*Exercise instructions*
Extract all lines that hold "checks" from the records below.

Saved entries
-- Opening Marker --
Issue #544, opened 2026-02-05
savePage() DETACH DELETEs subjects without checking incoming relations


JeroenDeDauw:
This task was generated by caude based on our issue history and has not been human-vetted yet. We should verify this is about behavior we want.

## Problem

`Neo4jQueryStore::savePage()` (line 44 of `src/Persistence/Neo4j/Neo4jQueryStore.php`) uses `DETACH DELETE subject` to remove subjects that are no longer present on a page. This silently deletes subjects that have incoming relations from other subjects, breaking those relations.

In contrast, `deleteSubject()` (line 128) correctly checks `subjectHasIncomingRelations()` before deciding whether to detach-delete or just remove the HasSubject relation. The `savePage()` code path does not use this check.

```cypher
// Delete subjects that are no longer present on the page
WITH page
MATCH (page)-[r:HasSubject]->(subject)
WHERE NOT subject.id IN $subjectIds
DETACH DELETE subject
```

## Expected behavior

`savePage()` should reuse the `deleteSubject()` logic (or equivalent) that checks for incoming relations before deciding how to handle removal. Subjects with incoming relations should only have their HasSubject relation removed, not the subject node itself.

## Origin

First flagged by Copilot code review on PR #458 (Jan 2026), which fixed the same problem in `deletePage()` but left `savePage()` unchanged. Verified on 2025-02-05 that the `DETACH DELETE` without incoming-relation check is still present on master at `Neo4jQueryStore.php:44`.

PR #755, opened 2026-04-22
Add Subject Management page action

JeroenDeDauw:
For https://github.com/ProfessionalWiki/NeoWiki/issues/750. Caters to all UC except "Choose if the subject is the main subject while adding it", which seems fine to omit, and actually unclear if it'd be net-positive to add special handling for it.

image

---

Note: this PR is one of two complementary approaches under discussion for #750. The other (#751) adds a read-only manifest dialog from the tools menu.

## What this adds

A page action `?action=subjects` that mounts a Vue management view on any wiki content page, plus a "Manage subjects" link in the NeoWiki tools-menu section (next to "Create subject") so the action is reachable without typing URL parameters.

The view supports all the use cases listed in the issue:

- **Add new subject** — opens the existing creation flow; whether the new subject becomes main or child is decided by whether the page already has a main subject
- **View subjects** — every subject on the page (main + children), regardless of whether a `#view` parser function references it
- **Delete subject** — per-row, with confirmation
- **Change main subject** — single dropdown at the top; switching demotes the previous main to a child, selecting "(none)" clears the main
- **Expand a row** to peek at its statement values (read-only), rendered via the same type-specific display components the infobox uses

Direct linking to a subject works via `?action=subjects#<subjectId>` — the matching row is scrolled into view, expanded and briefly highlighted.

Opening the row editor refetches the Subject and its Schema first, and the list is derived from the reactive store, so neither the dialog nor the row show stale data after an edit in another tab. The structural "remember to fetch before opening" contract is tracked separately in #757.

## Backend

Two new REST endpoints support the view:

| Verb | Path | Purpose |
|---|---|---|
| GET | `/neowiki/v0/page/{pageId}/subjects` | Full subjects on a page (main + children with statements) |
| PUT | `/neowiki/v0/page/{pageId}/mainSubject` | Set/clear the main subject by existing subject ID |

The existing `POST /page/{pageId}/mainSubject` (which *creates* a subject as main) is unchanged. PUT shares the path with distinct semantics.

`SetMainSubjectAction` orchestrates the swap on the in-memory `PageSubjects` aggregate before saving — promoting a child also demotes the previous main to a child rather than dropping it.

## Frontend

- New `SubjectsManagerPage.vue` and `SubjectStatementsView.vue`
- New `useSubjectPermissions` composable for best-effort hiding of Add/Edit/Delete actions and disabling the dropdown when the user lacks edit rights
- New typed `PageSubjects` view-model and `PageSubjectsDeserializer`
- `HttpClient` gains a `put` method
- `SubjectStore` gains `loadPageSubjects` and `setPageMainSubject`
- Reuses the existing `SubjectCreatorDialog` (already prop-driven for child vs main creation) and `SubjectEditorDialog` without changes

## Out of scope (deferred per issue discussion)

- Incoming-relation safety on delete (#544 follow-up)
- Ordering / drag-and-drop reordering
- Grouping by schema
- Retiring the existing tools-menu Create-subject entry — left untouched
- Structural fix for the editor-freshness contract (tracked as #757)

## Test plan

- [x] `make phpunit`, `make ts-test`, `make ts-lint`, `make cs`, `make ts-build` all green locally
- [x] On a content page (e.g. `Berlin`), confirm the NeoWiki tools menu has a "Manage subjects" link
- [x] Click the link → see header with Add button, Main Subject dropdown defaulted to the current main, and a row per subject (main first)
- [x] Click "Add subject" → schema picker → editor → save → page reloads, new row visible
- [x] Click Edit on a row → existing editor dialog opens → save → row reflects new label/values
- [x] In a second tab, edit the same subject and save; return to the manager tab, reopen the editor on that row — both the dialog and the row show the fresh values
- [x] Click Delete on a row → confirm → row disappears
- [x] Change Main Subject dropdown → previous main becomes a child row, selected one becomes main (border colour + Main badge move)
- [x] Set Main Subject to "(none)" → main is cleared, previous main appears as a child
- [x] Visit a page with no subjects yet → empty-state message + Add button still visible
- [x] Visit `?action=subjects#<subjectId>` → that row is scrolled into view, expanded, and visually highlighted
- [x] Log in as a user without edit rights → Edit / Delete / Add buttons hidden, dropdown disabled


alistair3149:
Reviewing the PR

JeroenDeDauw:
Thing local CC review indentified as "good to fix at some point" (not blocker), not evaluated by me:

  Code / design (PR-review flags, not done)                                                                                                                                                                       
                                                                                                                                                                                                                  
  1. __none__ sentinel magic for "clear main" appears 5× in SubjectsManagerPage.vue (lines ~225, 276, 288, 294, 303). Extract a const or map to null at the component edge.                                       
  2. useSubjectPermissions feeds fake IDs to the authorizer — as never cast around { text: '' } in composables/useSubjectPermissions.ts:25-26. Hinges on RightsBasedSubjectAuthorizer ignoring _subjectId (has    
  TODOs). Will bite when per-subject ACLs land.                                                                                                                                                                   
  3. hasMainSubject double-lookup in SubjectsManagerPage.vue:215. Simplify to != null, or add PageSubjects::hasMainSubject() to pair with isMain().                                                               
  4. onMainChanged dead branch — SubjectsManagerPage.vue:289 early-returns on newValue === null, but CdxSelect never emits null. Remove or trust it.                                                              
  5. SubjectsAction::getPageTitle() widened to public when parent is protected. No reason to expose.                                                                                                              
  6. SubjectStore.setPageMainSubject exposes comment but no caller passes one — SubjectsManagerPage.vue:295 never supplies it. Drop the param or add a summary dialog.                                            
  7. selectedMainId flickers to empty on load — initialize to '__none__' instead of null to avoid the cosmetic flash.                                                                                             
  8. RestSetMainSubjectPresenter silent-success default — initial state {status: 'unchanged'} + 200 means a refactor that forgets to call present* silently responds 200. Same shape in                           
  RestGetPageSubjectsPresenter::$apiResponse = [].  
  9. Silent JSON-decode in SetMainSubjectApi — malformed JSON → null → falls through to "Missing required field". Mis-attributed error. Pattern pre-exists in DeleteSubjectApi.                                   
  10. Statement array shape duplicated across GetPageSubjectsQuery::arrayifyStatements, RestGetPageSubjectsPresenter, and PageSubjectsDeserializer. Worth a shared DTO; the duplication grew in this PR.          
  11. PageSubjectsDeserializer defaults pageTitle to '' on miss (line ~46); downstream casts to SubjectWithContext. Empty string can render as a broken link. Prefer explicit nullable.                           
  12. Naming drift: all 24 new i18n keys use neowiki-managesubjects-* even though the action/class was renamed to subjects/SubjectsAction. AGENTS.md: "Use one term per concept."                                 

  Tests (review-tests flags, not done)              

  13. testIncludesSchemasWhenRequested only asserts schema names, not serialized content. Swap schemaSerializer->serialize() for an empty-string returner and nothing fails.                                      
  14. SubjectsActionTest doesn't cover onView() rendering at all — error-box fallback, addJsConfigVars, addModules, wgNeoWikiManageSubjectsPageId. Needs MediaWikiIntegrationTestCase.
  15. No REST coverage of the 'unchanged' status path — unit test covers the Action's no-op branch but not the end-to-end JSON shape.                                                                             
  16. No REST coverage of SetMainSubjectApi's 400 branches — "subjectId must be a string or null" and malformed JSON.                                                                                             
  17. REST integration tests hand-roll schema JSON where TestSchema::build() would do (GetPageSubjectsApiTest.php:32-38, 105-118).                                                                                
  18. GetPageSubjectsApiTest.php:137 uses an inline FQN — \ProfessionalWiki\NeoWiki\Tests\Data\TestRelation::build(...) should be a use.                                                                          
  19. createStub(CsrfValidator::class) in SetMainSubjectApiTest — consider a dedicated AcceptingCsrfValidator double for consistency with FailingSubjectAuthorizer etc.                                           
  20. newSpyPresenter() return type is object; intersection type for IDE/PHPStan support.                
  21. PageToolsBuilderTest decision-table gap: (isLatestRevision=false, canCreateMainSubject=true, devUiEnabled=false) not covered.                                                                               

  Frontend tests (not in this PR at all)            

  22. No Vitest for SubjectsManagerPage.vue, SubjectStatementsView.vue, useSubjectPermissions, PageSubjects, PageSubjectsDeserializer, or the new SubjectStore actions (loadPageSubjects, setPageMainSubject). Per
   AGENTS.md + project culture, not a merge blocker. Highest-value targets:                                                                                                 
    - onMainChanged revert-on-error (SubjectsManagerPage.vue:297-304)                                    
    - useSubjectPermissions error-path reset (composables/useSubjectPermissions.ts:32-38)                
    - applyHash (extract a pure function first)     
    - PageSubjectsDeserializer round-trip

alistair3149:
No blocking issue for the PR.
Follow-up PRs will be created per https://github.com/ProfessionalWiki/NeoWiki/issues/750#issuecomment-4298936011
-- Closing Marker --
*Task result*
In contrast, `deleteSubject()` (line 128) correctly checks `subjectHasIncomingRelations()` before deciding whether to detach-delete or just remove the HasSubject relation. The `savePage()` code path does not use this check.
`savePage()` should reuse the `deleteSubject()` logic (or equivalent) that checks for incoming relations before deciding how to handle removal. Subjects with incoming relations should only have their HasSubject relation removed, not the subject node itself.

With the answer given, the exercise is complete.